As a consumer there are several different sorts of email address that are described as “disposable” or “temporary”.
Some of them are what we might call tagged addresses – addresses that are unique, created to be given to a specific vendor. If it’s misused by the vendor, or if it’s leaked to spammers, then the address can be disabled, either by rejecting or by silently discarding mail sent to it.
Others are created for a specific use, and will only be briefly valid, either for a single email or for a short period of time (ten minutes, an hour, something like that). They typically don’t have any connection to a users “real” email address, and are just accessed via a web page. A user might use this when they’re being required to give an email address to access some sort of service but there’s no ongoing use of that email address by the service, e.g. if a vendor is making something available for download in return for an email address, but you really aren’t interested in ongoing mail from the vendor. For cost reasons, these will typically start rejecting mail rather than discarding it when they’re disabled.
Others are addresses that just discard any mail sent to them.
Still others are addresses that are normal mailboxes, but not a mailbox that the user ever reads. At one point it wasn’t unusual for people to have a gmail address to talk to their friends, and a yahoo address to give to marketers.

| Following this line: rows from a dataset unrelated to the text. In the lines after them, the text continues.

PR #194, opened 2016-01-26
Make passphrase a bytestring.

Lukasa:
This should resolve some Python 3.2 test breakages.


Lukasa:
In the longer term we may simply want to drop support for Python 3.2.

PR #197, opened 2016-02-11
Allow protocol version to be specified, useful if ALPN is unavailable

markjenkins:
I needed this when connecting to the new HTTP/2 Apple Push Notification Service with python 2.7.11 on a platform where the openssl support available did not include ALPN (ssl.HAS_ALPN was False, ssl.HAS_NPN is True).

The Apple Push Notification Service doesn't allow negotiation by NPN, only ALPN works, so the following assertion in hyper/http20/connection.py:
`assert proto in H2_NPN_PROTOCOLS or proto == H2C_PROTOCOL`
would fail for me as proto would end up None as a result of wrap_socket in hyper/tls.py expecting either NPN or ALPN to work.

I was able to determine elsewhere with a working ALPN implementation that Apple Push Notification Service protocol is always 'h2'. So the point of this change is to allow a user who knows what the protocol will be to override, I supply 'h2' for the force_proto argument provided here and things work.

### DIFF
--- a/hyper/http20/connection.py
+++ b/hyper/http20/connection.py
@@ -66,7 +66,8 @@ class HTTP20Connection(object):
         and one also isn't provided in the ``proxy`` parameter, defaults to 8080.
     """
     def __init__(self, host, port=None, secure=None, window_manager=None, enable_push=False,
-                 ssl_context=None, proxy_host=None, proxy_port=None, **kwargs):
+                 ssl_context=None, proxy_host=None, proxy_port=None,
+                 force_proto=None, **kwargs):
         """
         Creates an HTTP/2 connection to a specific server.
         """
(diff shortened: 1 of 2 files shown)


Lukasa:
Mark, just to clarify: APNS will negotiate via ALPN but, if ALPN is not supported, assumes HTTP/2? That's...unexpected.

Lukasa:
Well that *is* unexpected. I think the general idea here is good, but when I have a bit more time later today I may provide more detailed review.

Lukasa:
Thanks for this @markjenkins, and I'm sorry I let it languish for so long! Because I did a really big refactor of the codebase while this was languishing I went ahead and merged it manually, but I'm really grateful for the change. Thanks so much!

None of this is new, we’ve written about them several times in the past.
Why do I care?
Every now and then someone asks for a list of all the domains that are used for “disposable” emails. There are quite a few out there, with varying levels of maintenance and accuracy, for example this one or this.
I often say something like “And don’t forget yahoo.com. If you wouldn’t use yahoo.com for whatever you’re using the list of disposable addresses for, take a moment to think about what you’re doing.”
This sometimes upsets people.
But they should still think about why they want to identify whether an email address is “disposable” or “temporary”.
We want it for reporting!
Go for it. I’m not convinced it’s a particularly useful thing to measure, but why not try it and see?
We want to ensure only real people sign up for our service!
If someone is building bots to use your service, one of the easiest parts of that is to create an email address for the bot. They’re not going to be slowed down by your requiring an email address that’s not on one of these lists.
On the other hand, if someone is going out of their way to create an email address just to give to you, they’re definitely real.
We don’t want people to just enter random junk when they download our whitepaper!
That’s a good reason to spend some effort validating the email address, but there’s probably no real need to distinguish between disposable and other email addresses for that. Send the link to download the whitepaper to the email address they give you – that way there’s no benefit to them to giving you a fake email address. (And if you track the download click you’ve got something that’s almost a confirmed opt-in on the email address.)
Make it clear to them that you’ll mail them the whitepaper link up-front (and what else you plan to use it for). If they still decide that they don’t want your follow up mails, maybe you could have included some of your sales pitch in the whitepaper download?
We’re doing this to fill our sales funnel!
If someone isn’t receptive to your sales mail then they’re a negative value to you if your sales folks spend time on them. If someone isn’t interested and they give you a disposable email address that bounces, or one that never “opens” (loads images) then your normal processes will remove that from your sales automation very quickly and they won’t waste your time.
The service they’re signing up for relies on sending them email!
Then they’re going to find out fairly quickly that they made a poor choice to use an unusable email address. They’ve had a quick look at your service, if they’re still interested they’ll be back with a longer-term email address.
It’s an ongoing service they’re signing up for, but we’d like to be able to send them mail in the future!
Maybe in-app messaging, either in addition to email or only if the mail you send bounces is worth adding?
Our value proposition is that they give us an email address, we let them download something. It’s unfair if they violate that social expectation.
If someone gives you a disposable email address in this case then they don’t think the ongoing mail you’ll be sending them is of value to them, and they don’t think the tradeoff is worth it. Maybe they’re wrong? Stress how great the content / discounts / whatever you’ll send them later is going to be. Maybe they’re right. Don’t waste your time worrying about the recipient who’s not going to be receptive, and will just unsubscribe if you force them to give you their “real” email address.
We’re trying to avoid financial fraud of various types, and we think that fraud correlates with use of disposable email addresses!
Avoiding fraud is a great thing – there are commercial services who’ll help you with that, based on more information than just an email address. They may use “is this email address disposable?” as part of their automation, but they’ll also be monitoring results on an ongoing basis, rather than just downloading a random blacklist off of github.
There’s some other reason!
Go for it. But be clear with yourself why you’re distinguishing between a “disposable” email address and an email address you can’t mechanically recognise as such.